━━━━━ STORED DATA ━━━━━

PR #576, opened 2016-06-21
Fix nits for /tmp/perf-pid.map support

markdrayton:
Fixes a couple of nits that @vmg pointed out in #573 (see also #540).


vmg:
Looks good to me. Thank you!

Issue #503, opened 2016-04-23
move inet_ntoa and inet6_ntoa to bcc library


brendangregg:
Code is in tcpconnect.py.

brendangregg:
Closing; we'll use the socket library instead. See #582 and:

━━━━━
━━━━━ STORED DATA ━━━━━

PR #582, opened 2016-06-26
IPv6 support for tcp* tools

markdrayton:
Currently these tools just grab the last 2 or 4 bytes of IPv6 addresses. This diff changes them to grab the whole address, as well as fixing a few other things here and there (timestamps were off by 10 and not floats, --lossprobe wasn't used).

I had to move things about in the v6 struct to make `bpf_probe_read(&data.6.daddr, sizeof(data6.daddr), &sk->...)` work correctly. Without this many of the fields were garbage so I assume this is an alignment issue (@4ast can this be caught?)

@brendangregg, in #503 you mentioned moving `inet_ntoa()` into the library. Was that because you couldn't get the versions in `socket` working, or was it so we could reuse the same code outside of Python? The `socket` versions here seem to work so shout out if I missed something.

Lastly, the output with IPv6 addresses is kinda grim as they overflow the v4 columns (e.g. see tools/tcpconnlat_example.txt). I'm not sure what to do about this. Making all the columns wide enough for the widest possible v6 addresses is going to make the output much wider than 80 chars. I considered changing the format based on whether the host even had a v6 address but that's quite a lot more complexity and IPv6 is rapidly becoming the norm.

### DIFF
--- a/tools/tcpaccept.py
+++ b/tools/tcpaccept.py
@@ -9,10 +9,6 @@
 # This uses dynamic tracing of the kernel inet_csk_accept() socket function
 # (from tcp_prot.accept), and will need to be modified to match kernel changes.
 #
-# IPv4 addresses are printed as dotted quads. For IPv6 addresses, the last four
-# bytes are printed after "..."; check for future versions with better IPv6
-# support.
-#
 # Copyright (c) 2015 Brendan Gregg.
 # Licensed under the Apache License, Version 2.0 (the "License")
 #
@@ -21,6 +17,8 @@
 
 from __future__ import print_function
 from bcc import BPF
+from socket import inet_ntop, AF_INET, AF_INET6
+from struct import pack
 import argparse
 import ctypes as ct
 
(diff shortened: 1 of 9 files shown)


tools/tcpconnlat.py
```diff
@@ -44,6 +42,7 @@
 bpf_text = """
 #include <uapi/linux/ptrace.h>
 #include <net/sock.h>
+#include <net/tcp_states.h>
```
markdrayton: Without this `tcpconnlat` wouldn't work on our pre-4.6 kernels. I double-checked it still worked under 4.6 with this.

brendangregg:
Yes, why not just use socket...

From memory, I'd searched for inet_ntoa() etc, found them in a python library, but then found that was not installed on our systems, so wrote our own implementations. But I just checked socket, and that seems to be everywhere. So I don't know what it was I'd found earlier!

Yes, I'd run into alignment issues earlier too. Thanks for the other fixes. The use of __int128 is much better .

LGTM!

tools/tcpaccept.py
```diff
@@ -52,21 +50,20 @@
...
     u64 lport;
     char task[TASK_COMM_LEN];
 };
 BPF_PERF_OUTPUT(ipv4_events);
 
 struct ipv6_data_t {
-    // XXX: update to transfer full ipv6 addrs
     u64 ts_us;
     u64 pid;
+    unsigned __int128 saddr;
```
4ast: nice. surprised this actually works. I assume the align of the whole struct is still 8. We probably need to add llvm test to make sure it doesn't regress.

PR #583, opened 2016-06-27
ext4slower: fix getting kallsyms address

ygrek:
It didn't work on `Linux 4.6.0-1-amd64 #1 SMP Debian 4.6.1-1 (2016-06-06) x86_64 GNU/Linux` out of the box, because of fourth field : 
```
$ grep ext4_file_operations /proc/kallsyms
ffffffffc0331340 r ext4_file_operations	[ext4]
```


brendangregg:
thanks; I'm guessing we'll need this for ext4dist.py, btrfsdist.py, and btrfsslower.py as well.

━━━━━
━━━━━ STORED DATA ━━━━━

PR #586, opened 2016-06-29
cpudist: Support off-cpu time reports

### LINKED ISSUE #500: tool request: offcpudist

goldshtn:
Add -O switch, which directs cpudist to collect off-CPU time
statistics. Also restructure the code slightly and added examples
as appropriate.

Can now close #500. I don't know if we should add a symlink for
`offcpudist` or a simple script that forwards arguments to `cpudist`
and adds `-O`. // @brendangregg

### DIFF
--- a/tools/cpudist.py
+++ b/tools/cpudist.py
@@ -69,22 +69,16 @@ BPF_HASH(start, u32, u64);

━━━━━

▶ **WHAT YOU ARE ASKED TO DO**:
Copy out the lines above exactly, beginning at the one that contains "Fixes a couple" and ending at the one that contains "Closing; we'll use".

▶ **RESPONSE TO THIS TASK**:
Fixes a couple of nits that @vmg pointed out in #573 (see also #540).


vmg:
Looks good to me. Thank you!

Issue #503, opened 2016-04-23
move inet_ntoa and inet6_ntoa to bcc library


brendangregg:
Code is in tcpconnect.py.

brendangregg:
Closing; we'll use the socket library instead. See #582 and:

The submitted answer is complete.